Data for processing:

Issue #583, opened 2017-12-06
Option to quiet tmux version warning


adamstrickland:
As suggested in https://github.com/tmuxinator/tmuxinator/pull/574#issuecomment-349469851, add a `--quiet` flag/option to send tmux version warning(s) to /dev/null

p-becker:
Can be closed.

I apparently didn't use [one of the magic keywords](https://help.github.com/articles/closing-issues-using-keywords/) in the pull request 🙈

PR #659, opened 2018-11-18
Add quiet flag to prevent tmux version warning (#583)

p-becker:
This adds a `--quiet` flag for the `start`, `stop` and `local` commands, which will prevent the tmux unsupported version warning from being displayed. The short alias `-q` also works.

As mentioned in #583, this is useful for people running the tmux master version. While working on this, I noticed that the `stop` and `local` did not yet include the warning, even though they do interact with tmux. So I took the liberty of adding the warning and flag for those commands as well.

To make this change fairly easy and understandable I did some refactoring and rather small commits. As this is my first PR _ever_, I'd appreciate any and all feedback.

### DIFF
--- a/lib/tmuxinator/cli.rb
+++ b/lib/tmuxinator/cli.rb
@@ -210,6 +210,10 @@ module Tmuxinator
         Kernel.exec(project.render)
       end
 
+      def version_warning?(suppress_flag)
+        !Tmuxinator::TmuxVersion.supported? && !suppress_flag
+      end
+
       def show_version_warning
         say Tmuxinator::TmuxVersion::UNSUPPORTED_VERSION_MSG, :red
         say
@@ -231,6 +235,8 @@ module Tmuxinator
                          desc: "Give the session a different name"
     method_option "project-config", aliases: "-p",
                                     desc: "Path to project config file"
+    method_option "suppress-tmux-version-warning",
+                  desc: "Don't show a warning for unsupported tmux versions"
 
     def start(name = nil, *args)
       # project-config takes precedence over a named project in the case that
@@ -248,7 +254,9 @@ module Tmuxinator
         project_config: options["project-config"]
       }
 
-      show_version_warning unless Tmuxinator::TmuxVersion.supported?
+      show_version_warning if version_warning?(
+        options["suppress-tmux-version-warning"]
+      )
 
       project = create_project(params)
       render_project(project)
@@ -256,13 +264,16 @@ module Tmuxinator
 
     desc "stop [PROJECT]", COMMANDS[:stop]
     map "st" => :stop
+    method_option "suppress-tmux-version-warning",
+                  desc: "Don't show a warning for unsupported tmux versions"
 
     def stop(name)
       params = {
         name: name
       }
-
-      show_version_warning unless Tmuxinator::TmuxVersion.supported?
+      show_version_warning if version_warning?(
+        options["suppress-tmux-version-warning"]
+      )
 
       project = create_project(params)
       kill_project(project)
@@ -270,9 +281,13 @@ module Tmuxinator
 
     desc "local", COMMANDS[:local]
     map "." => :local
+    method_option "suppress-tmux-version-warning",
+                  desc: "Don't show a warning for unsupported tmux versions"
 
     def local
-      show_version_warning unless Tmuxinator::TmuxVersion.supported?
+      show_version_warning if version_warning?(
+        options["suppress-tmux-version-warning"]
+      )
 
       render_project(create_project(attach: options[:attach]))
     end
--- a/lib/tmuxinator/cli.rb
+++ b/lib/tmuxinator/cli.rb
@@ -210,6 +210,13 @@ module Tmuxinator
         Kernel.exec(project.render)
       end
 
+      def show_version_warning
+        say Tmuxinator::TmuxVersion::TMUX_MASTER_DEP_MSG, :red
+        say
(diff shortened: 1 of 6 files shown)


ethagnawl:
Thanks, @p-becker! I'll try to review this and get back to you with any feedback within the next few days.

lib/tmuxinator/tmux_version.rb
```diff
@@ -0,0 +1,29 @@
+module Tmuxinator
+  module TmuxVersion
```
ethagnawl: Perhaps this module name could be more intention revealing? (e.g. SupportedTmuxVersions)

lib/tmuxinator/cli.rb
```diff
@@ -210,6 +210,17 @@ def render_project(project)
         Kernel.exec(project.render)
       end
 
+      def version_warning?(quiet)
+        !Tmuxinator::TmuxVersion.supported? && !quiet
+      end
+
+      def show_version_warning
+        say Tmuxinator::TmuxVersion::UNSUPPORTED_VERSION_MSG, :red
+        say
```
ethagnawl: Is this second `say` necessary?

p-becker: This is just copy pasted from the deprecation warnings to keep the blank line between the message and the confirmation:
https://github.com/tmuxinator/tmuxinator/blob/8dab40337d85ee27ec27bf34cbdfb3290a0d5c72/lib/tmuxinator/cli.rb#L205
I guess it's easier to read this way?

But let me pull out the three duplicate lines, so that this would only need to change in one place.

p-becker:
I just realized that there is a problem with the method [self.bootstrap](https://github.com/tmuxinator/tmuxinator/blob/1b0776bf75ee21b7b38f5837d632d420fa5a491c/lib/tmuxinator/cli.rb#L412-L422) which lets you omit the `start` command, so you can type:
a) `tmuxinator [project_name]` instead of 
b) `tmuxinator start [project_name]`

In case a), `#start` gets called with all flags passed as args, instead of using the thor `options` hash. This means that none of the method_options will be used, including the `--quiet` flag.

Is this a separate issue or does this need to be handled here?

---
Some debug info:
**a)** 
```
rake install && tmuxinator dotfiles --name test --quiet --project-config ~/dotfiles/tmuxinator/dotfiles.yml --attach

"Hello from self.bootstrap elsif branch"
ARGS: ["--name", "test", "--quiet", "--project-config", "/Users/pbecker/dotfiles/tmuxinator/infra.yml", "--attach"]
OPTIONS: {}
    WARNING: You are running tmuxinator with an unsupported version of tmux.
    Please consider using a supported version:
    (1.5, 1.6, 1.7, 1.8, 1.9, 2.0, 2.1, 2.2, 2.3, 2.4, 2.5, 2.6, 2.7, 2.8)

Press ENTER to continue.
```

**b)**
```
rake install && tmuxinator start dotfiles --name test --quiet --project-config ~/dotfiles/tmuxinator/dotfiles.yml --attach
ARGS: []
OPTIONS: {"name"=>"test", "quiet"=>"quiet", "project-config"=>"/Users/pbecker/dotfiles/tmuxinator/dotfiles.yml", "attach"=>true}
```

ethagnawl:
Nice catch! I've created [a separate ticket for that issue.](https://github.com/tmuxinator/tmuxinator/issues/661) If you're up for it, you're more than welcome to make the fix and submit a PR.

adamstrickland:
I think I agree with @ethagnawl 's suggestion re: the option naming.  My preference would be to use `--suppress-tmux-version-warnings`.  It is very specific and self-documenting, and implies that the warning still exist, but the user wants simply to hide the output.  FWIW, I would also prefer *not* to give this option a shortened alias.

Here's a possible, smaller-footprint solution: reading the discussion that prompted this, the request was made simply so that

 > those using tmux master wouldn't have to hit 'enter' every time they fire up tmuxinator

So what if we fixed the problem, rather than worked around it?  The `enter` requirement is to simply stop execution and display a message before `tmux` takes over and wipes the current shell's output.  Perhaps it's enough to simply add the version warning into the `doctor` command and remove the interaction from the `start` mechanism.  Thoughts?

p-becker:
I agree that `--quiet` is too generic, unless it is really meant to silence everything.

I understand both the version and deprecations messages as warnings that things may break because you left the happy path. If that's the case, I think both kinds of messages should be treated equally.

That being said, how likely is the version to cause issues? If it's not very likely, let's hide it away in the `doctor` command.

adamstrickland:
We've supported every version of `tmux` since 1.5, which was released in 2011, so it's not very likely, IMO...  That said, leaving this as a runtime check (rather than a possibly-one-time-that-ran-when-tmuxinator-was-first-installed-three-years-ago check) is probably more in-line with the principle of least surprise.

OK, never mind re: the `mux doctor` thing.  Let's just change the `option` and :shipit:

p-becker:
I took the liberty to name it `...warning` instead of `...warnings` because there is only one version warning and we're trying to be precise :grimacing:

p-becker:
Two questions that may help to get this resolved:

- **Is this feature useful enough to justify the lines of code added?**
  - Playing devil's advocate here. I could totally understand if keeping the project's technical debt to a minimum outweighs adding features in some cases. Just because we can, doesn't mean we should.
- **Is this technically sound and ready to be merged?**

cc @ethagnawl @adamstrickland

ethagnawl:
Looks good to me. I was just waiting on the flag change.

Task to complete: Write the lines again exactly, from the first line of the material above to the line that includes "This adds a", both included. Leave out all the rest.

Written solution:
Issue #583, opened 2017-12-06
Option to quiet tmux version warning


adamstrickland:
As suggested in https://github.com/tmuxinator/tmuxinator/pull/574#issuecomment-349469851, add a `--quiet` flag/option to send tmux version warning(s) to /dev/null

p-becker:
Can be closed.

I apparently didn't use [one of the magic keywords](https://help.github.com/articles/closing-issues-using-keywords/) in the pull request 🙈

PR #659, opened 2018-11-18
Add quiet flag to prevent tmux version warning (#583)

p-becker:
This adds a `--quiet` flag for the `start`, `stop` and `local` commands, which will prevent the tmux unsupported version warning from being displayed. The short alias `-q` also works.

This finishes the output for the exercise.